David N. Beratan, Ph.D., advisor
Biological electron transfer (ET) reactions are of both fundamental and practical interests, with their importance in redox signaling, oxidative damage protection, respiratory metabolism, and bioenergetic transport. Charge hopping through aromatic amino acids and redox cofactors occurs in many biological redox systems, extending the conventional paradigms of biological ET from intermolecular, subnanometer length scale to inter-protein, nanometer, or even micrometer length scale. We developed and applied computationally accessible models to understand the mechanisms and kinetics of biological long-range electron transfer, specifically in two major systems: Geobacter bacterial nanowire and cytochrome c peroxidase - cytochrome c (CcP:Cc) protein complex.
In the study of Geobacter bacterial nanowire, two bacterial nanowire structures have been examined: type IV pili and OmcS protein assemblies. For the type IV pili bacterial nanowire, we examined the possible electron transfer mechanisms in regimes ranging from purely incoherent hopping to purely coherent transport. Our studies shown that for plausible ET parameters, electron transfer in type IV pili bacterial nanowire is predicted to be dominated by incoherent hopping between phenylalanine (Phe) and tyrosine (Tyr) residues that are 3 to 4 angstroms apart, where Phe residues in the hopping pathways may create delocalized “islands” to accelerate the ET. This mechanism could be accessible in the presence of strong oxidants, capable of oxidizing Phe and Tyr residues. We also examined the physical requirements needed to sustain biological respiration via type IV pili bacterial nanowire. We found that the hopping regimes with ET rate on the order of 10^8 s^-1 between Phe islands and Tyr residues and conductivities on the order of mS/cm can support ET fluxes that are compatible with cellular respiration rates, although sustaining this delocalization in the heterogeneous protein environment may be challenging. For the OmcS protein assemblies, we examined the temperature dependent conformational changes, and the inverse temperature dependent conductivities. Our studies shown that both reorganization energies and redox potential landscapes of the OmcS protein determine the inverse-temperature dependencies of the conductivity. In most biological reasonable ET parameter zones, conductivity increases with increasing temperatures, featuring thermally-activated redox hopping mechanisms, whereas in a strict ET parameter zone, the conductivity increases with decreasing temperatures, showing that the metallic-like characteristic in inverse-temperature dependent conductivity can be observed even in the purely incoherent hopping mechanism.

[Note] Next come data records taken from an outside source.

PR #865, opened 2020-07-27
Add protobuf for capture

IrinaShkviro:
This PR replace cereal with protobuf in capture serialization. FunctionStats, Function, CallstackEvent and LinuxAddressInfo were replaced with proto messages. Added Callstack, CaptureHeader and TimerData proto messages. All new protos are in the OrbitClientProtos.

Also, save the version with the captures to have better error messages for user when loading incompatible captures. 

The capture consists of CaptureHeader, CaptureData and Timers. Capture data are copied to protobuf message for now.


protos/timer.proto
```diff
@@ -0,0 +1,27 @@
...
+    kGpuActivity = 3;
+  }
+  Type type = 6;
+
+  int32 processor = 7;
+  uint64 callstack_hash = 8;
+  uint64 function_address = 9;
+  uint64 user_data_key = 10;
+  uint64 timeline_hash = 11;
+}
```
IrinaShkviro, line 27: @dpallotti I see your comment about completely changing the TimerData in the previous PR, but I would prefer to postpone it for now, because it requires a lot of changes

protos/function.proto
```diff
@@ -11,3 +11,33 @@ message FunctionStats {
...
+	kOrbitTimerStartAsync = 3;
+	kOrbitTimerStopAsync = 4;
+	kOrbitTrackInt = 5;
+	kOrbitTrackInt64 = 6;
+	kOrbitTrackUint = 7;
+	kOrbitTrackUint64 = 8;
+	kOrbitTrackFloat = 9;
+	kOrbitTrackDouble = 10;
+	kOrbitTrackFloatAsInt = 11;
+	kOrbitTrackDoubleAsInt64 = 12;
```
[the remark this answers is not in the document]
beckerhe: I think clang-format does only support languages supported by clang, so no proto. But we should follow https://developers.google.com/protocol-buffers/docs/style?hl=en

protos/function.proto
```diff
@@ -0,0 +1,43 @@
...
+// found in the LICENSE file.
+
+syntax = "proto3";
+
+message FunctionStats {
+  uint64 count = 1;
+  double total_time_ms = 2;
+  double average_time_ms = 3;
+  double min_ms = 4;
+  double max_ms = 5;
```
IrinaShkviro, line 12: @dpallotti suggested to use uint64 and nanosecond for these fields

OrbitCore/SamplingProfiler.cpp
```diff
@@ -217,13 +218,13 @@ void SamplingProfiler::ProcessSamples() {
...
-    const std::shared_ptr<CallStack> callstack = it.second;
+    const std::shared_ptr<HashedCallstack> callstack = it.second;
     // A "resolved callstack" is a callstack where every address is replaced by
     // the start address of the function (if known).
-    CallStack resolved_callstack = *callstack;
+    HashedCallstack resolved_callstack = *callstack;
 
-    for (uint32_t i = 0; i < callstack->m_Data.size(); ++i) {
-      uint64_t addr = callstack->m_Data[i];
+    for (int i = 0; i < callstack->data_size(); ++i) {
```
antonrohr, line 226: Maybe
```suggestion
    for (uint64_t address: callstack->mutable_data()) 
```

OrbitCore/Capture.cpp
```diff
@@ -237,14 +239,14 @@ void Capture::RegisterZoneName(uint64_t a_ID, const char* a_Name) {
 }
 
 //-----------------------------------------------------------------------------
-void Capture::AddCallstack(CallStack& a_CallStack) {
+void Capture::AddCallstack(HashedCallstack& a_CallStack) {
```
antonrohr, line 242:
```suggestion
void Capture::AddCallstack(HashedCallstack& callstack) {
```

OrbitCore/Capture.cpp
```diff
@@ -237,14 +239,14 @@ void Capture::RegisterZoneName(uint64_t a_ID, const char* a_Name) {
...
   ScopeLock lock(GCallstackMutex);
-  Capture::GCallstacks[a_CallStack.Hash()] =
-      std::make_shared<CallStack>(a_CallStack);
+  Capture::GCallstacks[a_CallStack.callstack_hash()] =
+      std::make_shared<HashedCallstack>(a_CallStack);
 }
 
 //-----------------------------------------------------------------------------
-std::shared_ptr<CallStack> Capture::GetCallstack(CallstackID a_ID) {
+std::shared_ptr<HashedCallstack> Capture::GetCallstack(CallstackID a_ID) {
```
antonrohr, line 249:
```suggestion
std::shared_ptr<HashedCallstack> Capture::GetCallstack(CallstackID hash) {
```
or callstack_hash

OrbitCore/Capture.h
```diff
@@ -63,13 +63,14 @@ class Capture {
   static std::shared_ptr<SamplingProfiler> GSamplingProfiler;
   static std::shared_ptr<Process> GTargetProcess;
   static std::shared_ptr<Preset> GSessionPresets;
-  static std::shared_ptr<CallStack> GSelectedCallstack;
+  static std::shared_ptr<HashedCallstack> GSelectedCallstack;
```
antonrohr, line 66: I think this global is only used in CaptureWindow and there just in two lines right next to each other. I am in favor of removing it.

OrbitCore/SamplingProfiler.cpp
```diff
@@ -177,16 +178,16 @@ void SamplingProfiler::ProcessSamples() {
...
       // exclusive stat
-      threadSampleData.m_ExclusiveCount[resolvedCallstack->m_Data[0]] +=
+      threadSampleData.m_ExclusiveCount[resolvedCallstack->data(0)] +=
           callstackCount;
 
       std::set<uint64_t> uniqueAddresses;
-      for (uint32_t i = 0; i < resolvedCallstack->m_Data.size(); ++i) {
-        uniqueAddresses.insert(resolvedCallstack->m_Data[i]);
+      for (int i = 0; i < resolvedCallstack->data_size(); ++i) {
+        uniqueAddresses.insert(resolvedCallstack->data(i));
```
antonrohr, line 190: insert a copy of the whole vector instead of each element

protos/function.proto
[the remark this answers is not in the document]
antonrohr: $ clang-format -help
OVERVIEW: A tool to format C/C++/Java/JavaScript/Objective-C/__Protobuf__/C# code.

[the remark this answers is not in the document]
antonrohr: My vscode "Format Document" (via clangd extension) works out of the box. I dont know about VS or CLion

IrinaShkviro:
> I somehow started going through this like a regular PR. Lets talk about this in the meeting and then I continue

Yes, let's discuss it in the meeting, then I'll update PR and mark it as "ready for review".

protos/capture_data.proto
```diff
@@ -13,3 +13,33 @@ message FunctionStats {
   uint64 min_ns = 4;
   uint64 max_ns = 5;
 }
+
+message FunctionInfo {
```
IrinaShkviro, line 17: FunctionInfo was introduced only to save hooked functions (that are stored in GSelectedFunctionsMap). Fields `file`, `line`, `type` and `pretty_name` aren't used in context of hooked functions, but the `stats` field is only useful for hooked functions (in other cases it's not filled).

protos/capture_data.proto
```diff
@@ -0,0 +1,10 @@
+// Copyright (c) 2020 The Orbit Authors. All rights reserved.
+// Use of this source code is governed by a BSD-style license that can be
+// found in the LICENSE file.
+
+syntax = "proto3";
+
+message CaptureHeader {
+  string capture_name = 1;
```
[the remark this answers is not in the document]
IrinaShkviro: Yes, it's just a filename and used only in Save(). As we don't use it when loading capture we can remove it for now.

protos/function.proto
IrinaShkviro: Updated these fields

protos/callstack.proto
```diff
@@ -9,3 +9,8 @@ message CallstackEvent {
   uint64 callstack_hash = 2;
   int32 thread_id = 3;
 }
+
+message HashedCallstack {
+  uint64 callstack_hash = 1;
```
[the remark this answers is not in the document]
IrinaShkviro: `callstack_hash` is calculated based on data vector, so storing only the vector would be enough. Updated the PR and replaced this proto message with `CallstackInfo`

protos/address_info.proto
```diff
@@ -0,0 +1,12 @@
+// Copyright (c) 2020 The Orbit Authors. All rights reserved.
```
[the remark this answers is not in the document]
IrinaShkviro: Added all of them into one new file, but from the other hand, it's a bit confusing to include "capture_data.pb.h" when you need just CallstackEvent or FunctionInfo, for example.

IrinaShkviro:
The changes are:
- Moved all the protos in the one file (`capture_data.proto`)
- Renamed proto messages
- Introduced CallstackInfo and save data without hash instead of replacing current CallStack struct (with `hash` field)
- Used nanoseconds instead of milliseconds in FunctionStats
- didn't change Function and FunctionsStats; only translated these structures to the proto messages
- added a package specifier in the new proto file

OrbitCore/Capture.cpp
IrinaShkviro: I think these classes require some additional polishing. I reverted most of the changes for now as those changes are not necessary for this task. So would you mind if I do it in the separate PR?

OrbitCore/Capture.h
IrinaShkviro: Yes, and the same for Capture::GCallstacks; probably, I should remove both.

protos/function.proto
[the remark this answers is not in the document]
dpallotti: Ctrl+Alt+L in CLion works fine for me with protos.

protos/capture_data.proto
```diff
@@ -0,0 +1,15 @@
+// Copyright (c) 2020 The Orbit Authors. All rights reserved.
+// Use of this source code is governed by a BSD-style license that can be
+// found in the LICENSE file.
+
+syntax = "proto3";
+
+package protos;
```
dpallotti, line 7: Don't we want a more specific namespace name that refers to the fact that these are the protos for file serialization? Otherwise all protos should end up in this same namespace and I assume that's not what we want?

OrbitCore/Utils.h
```diff
@@ -290,6 +291,10 @@ inline std::string GetPrettySize(uint64_t size) {
   return absl::StrFormat("%.2f TB", size / TB);
 }
 
+inline double GetMillisecondsFromNanoseconds(uint64_t nanoseconds) {
```
dpallotti, line 294: Do we really want this method to wrap an `absl` one-liner into another one-liner?

OrbitCore/FunctionUtils.cpp
```diff
@@ -14,95 +14,114 @@
...
 }
 
-bool IsOrbitFunc(const Function& func) {
-  return func.orbit_type() != Function::OrbitType::NONE;
+bool IsOrbitFunc(const protos::FunctionInfo& func) {
+  return func.type() != protos::FunctionInfo::kNone;
 }
 
-void Select(Function* func) {
+std::shared_ptr<protos::FunctionInfo> CreateFunction(
```
dpallotti, line 33: `CreateFunctionInfo`?

OrbitGl/CaptureSerializer.cpp
```diff
@@ -72,15 +72,15 @@ void CaptureSerializer::SaveImpl(T& archive) {
...
     for (auto& pair : Capture::GSelectedFunctionsMap) {
-      Function* func = pair.second;
+      protos::FunctionInfo* func = pair.second;
       if (func != nullptr) {
         functions.push_back(*func);
       }
     }
 
-    archive(functions);
+    // archive(functions);
```
dpallotti: Why is this commented?

OrbitGl/CaptureSerializer.cpp
```diff
@@ -26,87 +30,107 @@
...
-  cereal::BinaryOutputArchive CountingArchive(Stream);
+  google::protobuf::io::OstreamOutputStream out_counting_stream(&Stream);
+  google::protobuf::io::CodedOutputStream coded_counting_output(
+      &out_counting_stream);
+
   GStreamCounter.Reset();
-  SaveImpl(CountingArchive);
+  SaveImpl(&coded_counting_output);
   PRINT_VAR(GStreamCounter.Size());
   GStreamCounter.Reset();
```
dpallotti, line 67: I know it has always been there, but honestly do we even need this part? This serializes just to print the size? It's probably quite an unnecessary overhead.

OrbitGl/CaptureSerializer.cpp
```diff
@@ -138,12 +159,24 @@ ErrorMessageOr<void> CaptureSerializer::Load(const std::string& filename) {
...
+}
+
+bool ReadMessage(google::protobuf::Message* message,
+                 google::protobuf::io::CodedInputStream* input) {
+  uint32_t message_size;
+  if (!input->ReadLittleEndian32(&message_size)) {
+    return false;
   }
+
+  char* buffer = new char[message_size];
```
dpallotti, line 172: Is this a case for `make_unique_for_overwrite` that is currently in `OrbitLinuxTracing`? Maybe we should move it to `OrbitBase`?

protos/capture_data.proto
IrinaShkviro: Yes, and also I should move `capture_data` to another folder. But I'm still thinking what name/structure would be better: `protos.ui.serialization` / `protos.file_serialization` / `protos.serialization.file`?

OrbitCore/FunctionUtils.cpp
IrinaShkviro: Yes, thanks, fixed it

OrbitGl/CaptureSerializer.cpp
IrinaShkviro: I removed all this stuff in c431424dc4d4d772a8585c33631ceb205c8eb9c7 when added serialization with protobuf, but it's still a part of the history. I'll update commits after the review.

protos/capture_data.proto
```diff
@@ -0,0 +1,15 @@
...
+
+message FunctionStats {
+  uint64 count = 1;
+  uint64 total_time_ns = 2;
+  uint64 average_time_ns = 3;
+  uint64 min_ns = 4;
+  uint64 max_ns = 5;
+}
```
dimitry-, line 15: maybe move these to OrbitGl? they are not used on the service side are they?

OrbitGl/CaptureSerializer.cpp
IrinaShkviro: I don't know if somebody uses it. But it looks like I already removed the useful part and now it shows only the total  size which is not so interesting. Btw, if we need the size we always can just change WriteMessage and log message_size.

OrbitCore/Utils.h
dimitry-: if you decide to leave it probably rename to NanosecondsToMilliseconds()

OrbitCore/Profiling.h
```diff
@@ -28,6 +28,10 @@ inline TickType OrbitTicks(uint32_t a_Clock = 1 /*CLOCK_MONOTONIC*/) {
   return 1000000000ll * ts.tv_sec + ts.tv_nsec;
 }
 
+inline uint64_t NanoSecondsFromTicks(TickType start, TickType end) {
```
dimitry-, line 33: TicksToNanoseconds? or at least s/NanoSeconds/Nanoseconds/

protos/capture_data.proto
```diff
@@ -13,3 +13,33 @@ message FunctionStats {
...
+    kOrbitTrackUint = 7;
+    kOrbitTrackUint64 = 8;
+    kOrbitTrackFloat = 9;
+    kOrbitTrackDouble = 10;
+    kOrbitTrackFloatAsInt = 11;
+    kOrbitTrackDoubleAsInt64 = 12;
+  }
+  OrbitType type = 10;
+  FunctionStats stats = 11;
+}
```
dimitry-, line 45: looking at existing model - seems like Function should be an aggregation of SymbolInfo, ModuleSymbols & FunctionStats, or am I missing something?

OrbitGl/LiveFunctionsDataView.cpp
```diff
@@ -327,14 +326,15 @@ void LiveFunctionsDataView::OnTimer() {
 }
 
 //-----------------------------------------------------------------------------
-Function& LiveFunctionsDataView::GetFunction(unsigned int a_Row) const {
+protos::FunctionInfo& LiveFunctionsDataView::GetFunction(
```
dimitry-, line 330: should probably be a pointer.

OrbitGl/LiveFunctionsDataView.cpp
```diff
@@ -327,14 +326,15 @@ void LiveFunctionsDataView::OnTimer() {
...
+    unsigned int a_Row) const {
   CHECK(a_Row < m_Functions.size());
   CHECK(m_Functions[m_Indices[a_Row]]);
   return *m_Functions[m_Indices[a_Row]];
 }
 
 std::pair<TextBox*, TextBox*> LiveFunctionsDataView::GetMinMax(
-    Function& function) const {
+    protos::FunctionInfo& function) const {
```
dimitry-, line 338: const?

protos/capture_data.proto
```diff
@@ -56,3 +56,7 @@ message LinuxAddressInfo {
   string function_name = 3;
   uint64 offset_in_function = 4;
 }
+
+message CaptureHeader {
+  uint32 version = 1;
```
dimitry-, line 65: add/replace with string, we need something to show to users. (This capture was saved with v1.42 earliest supported version is v1.80...)

OrbitGl/CaptureSerializer.cpp
dimitry-: yes - it also provides scoping of the buffer

OrbitGl/CaptureSerializer.cpp
```diff
@@ -26,87 +30,107 @@
 #include "absl/strings/str_format.h"
 #include "capture_data.pb.h"
 
+static absl::flat_hash_map<const uint32_t, const std::string>
+    capture_version_to_orbit_version_map{
```
dimitry-, line 34: this also works.. but now we need to keep int -> string mapping in all of our versions, where if we save it to proto - we will only need to keep the latest supported one in the code.

OrbitCore/OrbitModule.cpp
```diff
@@ -53,7 +53,7 @@ void Module::LoadSymbols(const ModuleSymbols& module_symbols) {
 
   for (const SymbolInfo& symbol_info : module_symbols.symbol_infos()) {
     std::shared_ptr<protos::FunctionInfo> function =
-        FunctionUtils::CreateFunction(
+        FunctionUtils::CreateFunctionInfo(
         symbol_info.name(), symbol_info.demangled_name(), symbol_info.address(),
         module_symbols.load_bias(), symbol_info.size(),
         symbol_info.source_file(), symbol_info.source_line(), m_FullName,
```
dimitry-, line 59: m_FullName and m_AddressStart should also be used from symbol_info.

dimitry-: which also means this function is not using anything from Module class.

protos/capture_data.proto
IrinaShkviro: These messages aren't used on the service side. Does `protos` only for service? I thought that it's for all the protos, and because of it placed `capture_data` here. But talking about moving it to another module: why to OrbitGl and not to OrbitCore? We use CallstackEvent and FunctionInfo in OrbitCore, so probably we should move to OrbitCore or change the logic.

OrbitCore/Utils.h
IrinaShkviro: Let's just remove it for now. Ideally, I wanted to have time always in one format (nanoseconds for example) and then make a conversion only when show time to the user. In this case, we can localize all the conversion in one place.

protos/capture_data.proto
IrinaShkviro: let's discuss it offline with @antonrohr

OrbitCore/Profiling.h
antonrohr: Since the other methods in this class are also using the from naming, I would be okay with leaving it as is. Or changing all the names (maybe todo message -> other PR)

OrbitGl/CaptureSerializer.cpp
IrinaShkviro: One more idea: do we want to show the exact version for the user, or the range? For example, "this capture could be opened with v1.42-v1.45" (for this I should change the type of the map and the error message). In this case if capture was taken in 1.43, we won't require v1.43 to open the capture, but any version from the range. But we don't know the max version when we save the capture, and for this purpose mapping could be useful.

OrbitGl/CaptureSerializer.cpp
```diff
@@ -24,114 +28,94 @@
...
-    archive(Capture::GCallstacks);
-  }
+  capture_info->mutable_thread_names()->insert(Capture::GThreadNames.begin(),
+                                               Capture::GThreadNames.end());
 
-  {
-    ORBIT_SIZE_SCOPE("Capture::GProcessId");
-    archive(Capture::GProcessId);
+  capture_info->mutable_address_infos()->Reserve(Capture::GAddressInfos.size());
+  for (const auto& address_indo : Capture::GAddressInfos) {
```
antonrohr, line 80:
```suggestion
  for (const auto& address_info : Capture::GAddressInfos) {
```

OrbitGl/LiveFunctionsDataView.cpp
```diff
@@ -49,28 +51,33 @@ std::string LiveFunctionsDataView::GetValue(int a_Row, int a_Column) {
...
+      return GetPrettyTime(absl::ToDoubleMilliseconds(
+          absl::Nanoseconds(stats.average_time_ns())));
     case COLUMN_TIME_MIN:
-      return GetPrettyTime(stats->m_MinMs);
+      return GetPrettyTime(
+          absl::ToDoubleMilliseconds(absl::Nanoseconds(stats.min_ns())));
     case COLUMN_TIME_MAX:
-      return GetPrettyTime(stats->m_MaxMs);
+      return GetPrettyTime(
+          absl::ToDoubleMilliseconds(absl::Nanoseconds(stats.max_ns())));
```
antonrohr, line 75: I am aware of @dpallotti comment from earlier. This here seems like an unnecessary amount of code duplication. I would propose to add a second GetPrettyTime to Utils.h
`std::string GetPrettyTime(uint64_t nanoseconds) { ... }`

IrinaShkviro: Ideally, I wanted to replace `std::string GetPrettyTime(double milliseconds)` with `std::string GetPrettyTime(uint64_t nanoseconds)` in the next PR to reduce amount  of changes. But probably I can do it in two steps (just add a second function for now and then get rid of the first one).

beckerhe: Please no overloads for two numeric types with different units. It's bad enough to convey the unit in the name of the parameter. GetPrettyTime should take a absl::Duration.

OrbitCore/Profiling.h
IrinaShkviro: I changed the name to `TicksToNanoseconds` and also added TODO in the code.

OrbitGl/LiveFunctionsDataView.cpp
IrinaShkviro: I like the idea to use absl::Duration, and it doesn't require too much changes. I added a commit with this change (469cf9900af0df4f43f87b3dbcbd7ad52765f700).

OrbitCore/Utils.h
```diff
@@ -31,6 +31,7 @@
 #include "absl/strings/match.h"
 #include "absl/strings/str_format.h"
 #include "absl/strings/str_split.h"
+#include "absl/time/time.h"
```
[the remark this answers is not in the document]
IrinaShkviro: I should remove it in 7803da53851fecc6423121dc5445bcf10ca5a3c2, thanks for noticing!

OrbitGl/CaptureSerializer.cpp
IrinaShkviro: Fixed, thanks!

OrbitCore/SamplingProfiler.h
```diff
@@ -74,8 +71,8 @@ class SamplingProfiler {
 
   int GetNumSamples() const { return m_NumSamples; }
 
-  void AddCallStack(CallstackEvent& callstack_event);
-  void AddHashedCallStack(CallstackEvent& a_CallStack);
+  void AddCallStack(protos::CallstackEvent& callstack_event);
+  void AddHashedCallStack(protos::CallstackEvent& a_CallStack);
```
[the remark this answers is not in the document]
IrinaShkviro: Thanks, renamed the argument.

OrbitGl/LiveFunctionsDataView.cpp
IrinaShkviro: Yes, thanks!

OrbitGl/LiveFunctionsDataView.cpp
IrinaShkviro: Fixed it

OrbitGl/CaptureSerializer.cpp
IrinaShkviro: I added the solution with the range of the appropriate Orbit versions that gives more information to the user.

OrbitGl/CaptureSerializer.cpp
IrinaShkviro: It's done, thanks!

OrbitUIProtos/capture_data.proto
```diff
@@ -4,7 +4,7 @@
 
 syntax = "proto3";
 
-package protos;
+package orbit_ui_protos;
```
dpallotti, line 7: Soo, maybe this was discussed offline, but I'm not a big fun of this namespace name. "orbit" feels redundant and "ui" not too appropriate. Maybe "client_protos"?
Same for the module/directory name: I guess we want to keep "Orbit" for consistency with the other modules there, but maybe "OrbitClientProtos"?

OrbitUIProtos/CMakeLists.txt
```diff
@@ -0,0 +1,11 @@
+# Copyright (c) 2020 The Orbit Authors. All rights reserved.
+# Use of this source code is governed by a BSD-style license that can be
+# found in the LICENSE file.
+
+cmake_minimum_required(VERSION 3.15)
+
+project(OrbitUIProtos)
```
dpallotti, line 7: As stated in the other comment, maybe "OrbitClientProtos"?

OrbitCore/Profiling.h
```diff
@@ -30,7 +30,8 @@ inline TickType OrbitTicks(uint32_t a_Clock = 1 /*CLOCK_MONOTONIC*/) {
   return 1000000000ll * ts.tv_sec + ts.tv_nsec;
 }
 
-inline uint64_t NanoSecondsFromTicks(TickType start, TickType end) {
+// TODO: use similar naming for other functions
```
dpallotti, line 33: Maybe it can just be done? It's only two functions.

OrbitCore/SamplingProfiler.cpp
```diff
@@ -74,12 +74,12 @@ void SamplingProfiler::AddCallStack(CallstackEvent& callstack_event) {
 }
 
 //-----------------------------------------------------------------------------
-void SamplingProfiler::AddHashedCallStack(CallstackEvent& a_CallStack) {
-  if (!HasCallStack(a_CallStack.callstack_hash())) {
+void SamplingProfiler::AddHashedCallStack(CallstackEvent& callstack_event) {
```
dpallotti, line 77: Are both `AddCallstack` and `AddHashedCallstack` needed now? After recent changes they conceptually do the same thing, except that the former acts when `!HasCallStack` and the latter prints an error. Can this one just be removed or am I missing something?

OrbitGl/CaptureSerializer.cpp
```diff
@@ -24,94 +29,101 @@
...
+
+using orbit_ui_protos::CallstackEvent;
+using orbit_ui_protos::CallstackInfo;
+using orbit_ui_protos::CaptureInfo;
+using orbit_ui_protos::FunctionInfo;
+using orbit_ui_protos::TimerInfo;
+
+static absl::flat_hash_map<const uint32_t,
+                           std::pair<const std::string, const std::string>>
+    capture_version_to_orbit_versions_map{
```
dpallotti, line 42: Maintaining this mapping and the ranges feels like quite a burden to me. Honestly I would lean towards Dimitry's proposal of just saving the version string in the protos.

IrinaShkviro: It looks a bit confusing for now, because the minimum and maximum version are the same. I think about the situation when we have range of 10 for example captures from different versions that are compatible and trying to open it with a newer version of Orbit. For all 10 we will get the error saying the exact version and to open it we should have all the 10 versions (according to error). But if we show the range, the user knows that it's enough to have just one version for all the captures. But it depends also on how this map looks like: if we always have min = max it doesn't make sense at all.

OrbitUIProtos/capture_data.proto
IrinaShkviro: I don't remember if we agree on the certain name, so we can discuss it now. @dimitry- @antonrohr @beckerhe any other suggestions?

dimitry-: we haven't we just discussed separating it from current protos - client sounds good to me, but I do not have strong feelings one way or the other.

OrbitCore/Profiling.h
IrinaShkviro: It's done

OrbitCore/Profiling.h
```diff
@@ -37,7 +39,14 @@ inline double MicroSecondsFromTicks(TickType a_Start, TickType a_End) {
   return double((a_End - a_Start)) * 0.001;
 }
 
+inline double MilliSecondsFromTicks(TickType start, TickType end) {
```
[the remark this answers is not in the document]
IrinaShkviro: Yes, I renamed functions in Profiling.h, thanks!

OrbitCore/SamplingProfiler.cpp
IrinaShkviro: Removed AddHashedCallstack.

OrbitGl/CaptureSerializer.cpp
dpallotti: It's not so much about how it looks, I'm more unsure about whether it's useful to maintain such a map in relation to the fact that it has to be manually maintained and updated for every release. Considering that we're still in beta, we're not committing to maintaining compatibility yet, and that we are probably breaking compatibility at every release, maybe for user it's just better to get a message saying "This capture was created with version ... and is not compatible with the current version" (by saving the version string in the proto) than suggesting them a range of versions to use to open it.
But I might very well be wrong here. Does anyone else have any thoughts about this?

beckerhe: True, having such a message might be very convenient for the user. So probably we want to introduce this map (or something similar at some point). But for me it feels a bit premature to do it now. We are not loosing anything by postponing the introduction of such a map to the point where we introduce the first (backwards-compatible) breaking change. And I hope at that point we will have a concept on how to handle breaking changes and for how long and so on.

OrbitGl/CaptureWindow.cpp
```diff
@@ -551,12 +554,12 @@ void CaptureWindow::Draw() {
     float from = time_graph_.GetWorldFromTick(minTime);
     float to = time_graph_.GetWorldFromTick(maxTime);
 
-    double micros = MicroSecondsFromTicks(minTime, maxTime);
+    uint64_t nanos = TicksToNanoseconds(minTime, maxTime);
```
beckerhe, line 557: Maybe TicksToDuration? :innocent:

OrbitGl/CaptureSerializer.cpp
IrinaShkviro: Ok, let's postpone it for now. I removed the map and changed int to string for `version` field in "capture_data.proto".

OrbitGl/CaptureWindow.cpp
IrinaShkviro: Done, thanks!

OrbitCore/StringManager.h
```diff
@@ -21,7 +20,9 @@ class StringManager {
   bool Contains(uint64_t key);
   void Clear();
 
-  ORBIT_SERIALIZABLE;
+  const absl::flat_hash_map<uint64_t, std::string> GetKeyToStringMap() const {
```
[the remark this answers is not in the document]
IrinaShkviro: Yes, thanks, fixed

OrbitUIProtos/capture_data.proto
IrinaShkviro: Ok, I'm not against OrbitClientProtos, and as no one objects, I renamed it to OrbitClientProtos.

OrbitUIProtos/CMakeLists.txt
IrinaShkviro: Renamed it, thanks!

OrbitGl/CaptureSerializer.cpp
```diff
@@ -190,31 +196,76 @@ ErrorMessageOr<void> CaptureSerializer::Load(std::istream& stream) {
...
+      "Please check release notes for more information.";
+
+  if (!ReadMessage(&header, &coded_input) || header.version().empty()) {
+    ERROR("%s", error_message);
+    return ErrorMessage(error_message);
+  }
+  if (header.version() != kRequiredCaptureVersion) {
+    std::string incompatible_version_error_message = absl::StrFormat(
+        "This capture format is no longer supported but could be opened with "
+        "%s Orbit version.",
```
dpallotti, line 252: I would maybe put the version at the end, e.g. "This capture format is no longer supported but could be opened with Orbit version %s."

OrbitGl/CaptureSerializer.cpp
```diff
@@ -190,31 +196,76 @@ ErrorMessageOr<void> CaptureSerializer::Load(std::istream& stream) {
...
   FillEventBuffer();
+}
+
+ErrorMessageOr<void> CaptureSerializer::Load(std::istream& stream) {
+  google::protobuf::io::IstreamInputStream input_stream(&stream);
+  google::protobuf::io::CodedInputStream coded_input(&input_stream);
+
+  std::string error_message =
+      "Error parsing the capture.\nNote: If the capture "
+      "was taken in a previous Orbit version, it could be incompatible. "
```
dpallotti, line 242:
```suggestion
      "was taken with a previous Orbit version, it could be incompatible. "
```

IrinaShkviro: Fixed, thanks!

OrbitGl/CaptureSerializer.cpp
IrinaShkviro: Done

IrinaShkviro:
Thanks a lot for the review! I rebased the branch and clean up commit history (probably too early, sorry for that 😬).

In the study of CcP:Cc protein complex, we focused on the role of tryptophan (Trp191) of CcP in supporting hole hopping charge recombination between the Cc heme and ZnPCcP Zinc porphyrin.
Experimental studies find that when Trp191 is substituted by tyrosine, phenylalanine, or redox-active aniline derivatives bound in the W191G cavity, enzymatic activity and charge recombination rates both decreases. We performed theoretical analysis on these CcP:Cc complexes and found that the ET kinetics depend strongly on the chemistry of the modified Trp site. The computed electronic couplings in the W191F and W191G species are orders of magnitude smaller than in the native protein, due largely to the absence of a hopping intermediate and the large tunneling distance. Small molecules bound in the W191G cavity are weakly coupled electronically. The couplings in W191Y are not substantially weakened compared to the native species, but the redox potential difference for tyrosine compared to tryptophan oxidation accounts for the slower rate in the W191Y mutant. Our theoretical analysis explains why only the native Trp supports rapid hole hopping in the CcP:Cc complex, where both favorable free energies and electronic couplings are essential for establishing an efficient hole hopping relay in protein-protein complexes.
Besides the main theme of biological long-range electron transfer, we have studied the hole length along DNA base pairs, using a newly developed localized orbital scaling correction (LOSC) density functional theory method. We accurately characterized the quantum delocalization of the hole wave function in double helical B-DNA and found that the hole state tends to delocalize among four guanine-cytosine (GC) base pairs and among three adenine-thymine (AT) base pairs when these adjacent bases fluctuate into degeneracy. This extend of delocalization has significant implications for assessing the role of coherent, incoherent, or flickering resonant charge transfer mechanisms in DNA.
Lastly, we reforged our inhouse cheminformatics algorithm for Chemical Space Exploration with Stochastic Search (ACSESS). In the reforged version ACSESS, the cheminformatics library OpenEye is replaced by open-source RDKit for molecular manipulations, and a serious of mutation and filtering functions were added to facilitate targeted chemical space explorations.
We applied the reforged ACSESS in exploring chemical space for potential RNA binders with restricted molecule scaffold.